Work to complete: Copy the data below. Keep every line exactly as it is.

[Stored data]
[Start of section]
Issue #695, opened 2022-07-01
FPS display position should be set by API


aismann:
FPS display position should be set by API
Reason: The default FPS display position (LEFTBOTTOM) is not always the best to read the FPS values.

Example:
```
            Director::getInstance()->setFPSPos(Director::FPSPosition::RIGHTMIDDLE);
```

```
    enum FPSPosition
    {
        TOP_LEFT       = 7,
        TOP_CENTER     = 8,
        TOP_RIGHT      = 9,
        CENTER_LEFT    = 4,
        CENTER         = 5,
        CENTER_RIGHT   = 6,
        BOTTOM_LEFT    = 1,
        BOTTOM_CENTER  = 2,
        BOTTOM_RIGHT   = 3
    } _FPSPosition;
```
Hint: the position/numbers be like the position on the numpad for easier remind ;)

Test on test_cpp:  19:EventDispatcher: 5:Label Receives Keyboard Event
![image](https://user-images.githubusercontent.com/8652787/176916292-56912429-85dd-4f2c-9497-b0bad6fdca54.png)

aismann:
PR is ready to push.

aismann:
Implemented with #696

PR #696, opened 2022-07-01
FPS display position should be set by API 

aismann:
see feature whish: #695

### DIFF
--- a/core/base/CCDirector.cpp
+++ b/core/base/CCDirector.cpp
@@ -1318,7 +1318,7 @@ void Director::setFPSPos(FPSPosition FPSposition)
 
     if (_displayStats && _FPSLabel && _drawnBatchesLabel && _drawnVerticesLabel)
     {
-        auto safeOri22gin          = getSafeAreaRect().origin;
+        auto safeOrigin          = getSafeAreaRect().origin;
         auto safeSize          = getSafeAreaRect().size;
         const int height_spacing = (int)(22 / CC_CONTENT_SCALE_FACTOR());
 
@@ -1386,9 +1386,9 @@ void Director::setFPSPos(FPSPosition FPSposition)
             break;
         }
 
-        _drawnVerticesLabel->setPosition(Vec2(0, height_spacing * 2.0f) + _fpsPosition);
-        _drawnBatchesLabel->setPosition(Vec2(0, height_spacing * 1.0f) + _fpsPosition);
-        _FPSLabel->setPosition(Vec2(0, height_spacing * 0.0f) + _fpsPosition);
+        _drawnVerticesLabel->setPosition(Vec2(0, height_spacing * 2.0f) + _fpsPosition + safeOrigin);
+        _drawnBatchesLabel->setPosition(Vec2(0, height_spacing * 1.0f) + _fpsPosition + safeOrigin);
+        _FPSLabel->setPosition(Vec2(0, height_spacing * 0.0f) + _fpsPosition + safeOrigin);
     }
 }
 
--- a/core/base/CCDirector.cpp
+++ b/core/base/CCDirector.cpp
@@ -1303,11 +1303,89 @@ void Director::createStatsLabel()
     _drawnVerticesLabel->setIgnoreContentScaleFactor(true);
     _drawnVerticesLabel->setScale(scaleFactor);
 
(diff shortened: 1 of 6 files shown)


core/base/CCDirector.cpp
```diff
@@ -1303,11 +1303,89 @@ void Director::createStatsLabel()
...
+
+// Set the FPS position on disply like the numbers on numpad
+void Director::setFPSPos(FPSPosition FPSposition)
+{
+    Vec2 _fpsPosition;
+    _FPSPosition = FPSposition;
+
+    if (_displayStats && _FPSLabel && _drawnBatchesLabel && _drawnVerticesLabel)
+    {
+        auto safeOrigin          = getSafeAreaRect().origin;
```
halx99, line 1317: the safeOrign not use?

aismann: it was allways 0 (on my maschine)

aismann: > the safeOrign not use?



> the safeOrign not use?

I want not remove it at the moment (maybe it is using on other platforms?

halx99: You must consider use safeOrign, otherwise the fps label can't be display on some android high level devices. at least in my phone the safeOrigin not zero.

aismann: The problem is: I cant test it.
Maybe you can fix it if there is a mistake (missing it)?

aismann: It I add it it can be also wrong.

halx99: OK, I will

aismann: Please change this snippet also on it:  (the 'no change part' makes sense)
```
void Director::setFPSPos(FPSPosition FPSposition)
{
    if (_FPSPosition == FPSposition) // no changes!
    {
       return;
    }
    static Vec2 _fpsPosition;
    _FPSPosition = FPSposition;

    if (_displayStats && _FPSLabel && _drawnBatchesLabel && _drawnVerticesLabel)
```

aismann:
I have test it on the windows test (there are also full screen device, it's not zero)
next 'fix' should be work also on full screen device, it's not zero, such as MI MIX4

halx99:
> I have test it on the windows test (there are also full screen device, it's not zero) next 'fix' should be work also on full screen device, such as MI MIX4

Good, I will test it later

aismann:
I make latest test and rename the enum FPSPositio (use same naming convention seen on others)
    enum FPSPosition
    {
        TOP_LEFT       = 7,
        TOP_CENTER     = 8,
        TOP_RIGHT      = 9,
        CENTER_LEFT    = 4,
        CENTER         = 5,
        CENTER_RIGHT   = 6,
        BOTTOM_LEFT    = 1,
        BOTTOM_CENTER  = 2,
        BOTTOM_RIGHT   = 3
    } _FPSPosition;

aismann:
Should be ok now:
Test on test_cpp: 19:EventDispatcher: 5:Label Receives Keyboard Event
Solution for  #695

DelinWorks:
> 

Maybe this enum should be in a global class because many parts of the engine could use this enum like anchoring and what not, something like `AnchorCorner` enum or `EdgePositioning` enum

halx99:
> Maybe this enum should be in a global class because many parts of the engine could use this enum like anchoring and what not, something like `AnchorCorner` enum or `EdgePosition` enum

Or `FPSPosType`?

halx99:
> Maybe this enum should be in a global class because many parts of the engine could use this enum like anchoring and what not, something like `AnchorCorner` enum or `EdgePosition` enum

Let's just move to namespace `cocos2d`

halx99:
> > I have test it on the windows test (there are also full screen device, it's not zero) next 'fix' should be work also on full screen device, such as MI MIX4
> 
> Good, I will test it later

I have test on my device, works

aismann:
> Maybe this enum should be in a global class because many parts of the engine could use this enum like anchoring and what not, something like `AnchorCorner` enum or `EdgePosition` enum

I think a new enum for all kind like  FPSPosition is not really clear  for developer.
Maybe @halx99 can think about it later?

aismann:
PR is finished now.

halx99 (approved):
[End of section]
Final answer:
Issue #695, opened 2022-07-01
FPS display position should be set by API


aismann:
FPS display position should be set by API
Reason: The default FPS display position (LEFTBOTTOM) is not always the best to read the FPS values.

Example:
```
            Director::getInstance()->setFPSPos(Director::FPSPosition::RIGHTMIDDLE);
```

```
    enum FPSPosition
    {
        TOP_LEFT       = 7,
        TOP_CENTER     = 8,
        TOP_RIGHT      = 9,
        CENTER_LEFT    = 4,
        CENTER         = 5,
        CENTER_RIGHT   = 6,
        BOTTOM_LEFT    = 1,
        BOTTOM_CENTER  = 2,
        BOTTOM_RIGHT   = 3
    } _FPSPosition;
```
Hint: the position/numbers be like the position on the numpad for easier remind ;)

Test on test_cpp:  19:EventDispatcher: 5:Label Receives Keyboard Event
![image](https://user-images.githubusercontent.com/8652787/176916292-56912429-85dd-4f2c-9497-b0bad6fdca54.png)

aismann:
PR is ready to push.

aismann:
Implemented with #696

PR #696, opened 2022-07-01
FPS display position should be set by API 

aismann:
see feature whish: #695

### DIFF
--- a/core/base/CCDirector.cpp
+++ b/core/base/CCDirector.cpp
@@ -1318,7 +1318,7 @@ void Director::setFPSPos(FPSPosition FPSposition)
 
     if (_displayStats && _FPSLabel && _drawnBatchesLabel && _drawnVerticesLabel)
     {
-        auto safeOri22gin          = getSafeAreaRect().origin;
+        auto safeOrigin          = getSafeAreaRect().origin;
         auto safeSize          = getSafeAreaRect().size;
         const int height_spacing = (int)(22 / CC_CONTENT_SCALE_FACTOR());
 
@@ -1386,9 +1386,9 @@ void Director::setFPSPos(FPSPosition FPSposition)
             break;
         }
 
-        _drawnVerticesLabel->setPosition(Vec2(0, height_spacing * 2.0f) + _fpsPosition);
-        _drawnBatchesLabel->setPosition(Vec2(0, height_spacing * 1.0f) + _fpsPosition);
-        _FPSLabel->setPosition(Vec2(0, height_spacing * 0.0f) + _fpsPosition);
+        _drawnVerticesLabel->setPosition(Vec2(0, height_spacing * 2.0f) + _fpsPosition + safeOrigin);
+        _drawnBatchesLabel->setPosition(Vec2(0, height_spacing * 1.0f) + _fpsPosition + safeOrigin);
+        _FPSLabel->setPosition(Vec2(0, height_spacing * 0.0f) + _fpsPosition + safeOrigin);
     }
 }
 
--- a/core/base/CCDirector.cpp
+++ b/core/base/CCDirector.cpp
@@ -1303,11 +1303,89 @@ void Director::createStatsLabel()
     _drawnVerticesLabel->setIgnoreContentScaleFactor(true);
     _drawnVerticesLabel->setScale(scaleFactor);
 
(diff shortened: 1 of 6 files shown)


core/base/CCDirector.cpp
```diff
@@ -1303,11 +1303,89 @@ void Director::createStatsLabel()
...
+
+// Set the FPS position on disply like the numbers on numpad
+void Director::setFPSPos(FPSPosition FPSposition)
+{
+    Vec2 _fpsPosition;
+    _FPSPosition = FPSposition;
+
+    if (_displayStats && _FPSLabel && _drawnBatchesLabel && _drawnVerticesLabel)
+    {
+        auto safeOrigin          = getSafeAreaRect().origin;
```
halx99, line 1317: the safeOrign not use?

aismann: it was allways 0 (on my maschine)

aismann: > the safeOrign not use?



> the safeOrign not use?

I want not remove it at the moment (maybe it is using on other platforms?

halx99: You must consider use safeOrign, otherwise the fps label can't be display on some android high level devices. at least in my phone the safeOrigin not zero.

aismann: The problem is: I cant test it.
Maybe you can fix it if there is a mistake (missing it)?

aismann: It I add it it can be also wrong.

halx99: OK, I will

aismann: Please change this snippet also on it:  (the 'no change part' makes sense)
```
void Director::setFPSPos(FPSPosition FPSposition)
{
    if (_FPSPosition == FPSposition) // no changes!
    {
       return;
    }
    static Vec2 _fpsPosition;
    _FPSPosition = FPSposition;

    if (_displayStats && _FPSLabel && _drawnBatchesLabel && _drawnVerticesLabel)
```

aismann:
I have test it on the windows test (there are also full screen device, it's not zero)
next 'fix' should be work also on full screen device, it's not zero, such as MI MIX4

halx99:
> I have test it on the windows test (there are also full screen device, it's not zero) next 'fix' should be work also on full screen device, such as MI MIX4

Good, I will test it later

aismann:
I make latest test and rename the enum FPSPositio (use same naming convention seen on others)
    enum FPSPosition
    {
        TOP_LEFT       = 7,
        TOP_CENTER     = 8,
        TOP_RIGHT      = 9,
        CENTER_LEFT    = 4,
        CENTER         = 5,
        CENTER_RIGHT   = 6,
        BOTTOM_LEFT    = 1,
        BOTTOM_CENTER  = 2,
        BOTTOM_RIGHT   = 3
    } _FPSPosition;

aismann:
Should be ok now:
Test on test_cpp: 19:EventDispatcher: 5:Label Receives Keyboard Event
Solution for  #695

DelinWorks:
> 

Maybe this enum should be in a global class because many parts of the engine could use this enum like anchoring and what not, something like `AnchorCorner` enum or `EdgePositioning` enum

halx99:
> Maybe this enum should be in a global class because many parts of the engine could use this enum like anchoring and what not, something like `AnchorCorner` enum or `EdgePosition` enum

Or `FPSPosType`?

halx99:
> Maybe this enum should be in a global class because many parts of the engine could use this enum like anchoring and what not, something like `AnchorCorner` enum or `EdgePosition` enum

Let's just move to namespace `cocos2d`

halx99:
> > I have test it on the windows test (there are also full screen device, it's not zero) next 'fix' should be work also on full screen device, such as MI MIX4
> 
> Good, I will test it later

I have test on my device, works

aismann:
> Maybe this enum should be in a global class because many parts of the engine could use this enum like anchoring and what not, something like `AnchorCorner` enum or `EdgePosition` enum

I think a new enum for all kind like  FPSPosition is not really clear  for developer.
Maybe @halx99 can think about it later?

aismann:
PR is finished now.

halx99 (approved):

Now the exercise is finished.